== What to do ==
Repeat every entry exactly as given.

== Exercise input ==
PR #857, opened 2022-04-22
chore: reduce aggressiveness of NoChanges alarm

rix0rrr:
Right now, the NPM/NoChanges alarm kicks in after 10 minutes.

However, NPM periodically has changes in which it's pretty unhappy,
will throttle us heavily until the Lambda finally times out (and
subsequently, saw no changes). This cuts us nonactionable tickets
(since we don't control NPM) and is generally just annoying.

Increase the alarm sensitivy to an hour without changes.

----


yuth (approved):
👍🏼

== Solution to the exercise ==
PR #857, opened 2022-04-22
chore: reduce aggressiveness of NoChanges alarm

rix0rrr:
Right now, the NPM/NoChanges alarm kicks in after 10 minutes.

However, NPM periodically has changes in which it's pretty unhappy,
will throttle us heavily until the Lambda finally times out (and
subsequently, saw no changes). This cuts us nonactionable tickets
(since we don't control NPM) and is generally just annoying.

Increase the alarm sensitivy to an hour without changes.

----


yuth (approved):
👍🏼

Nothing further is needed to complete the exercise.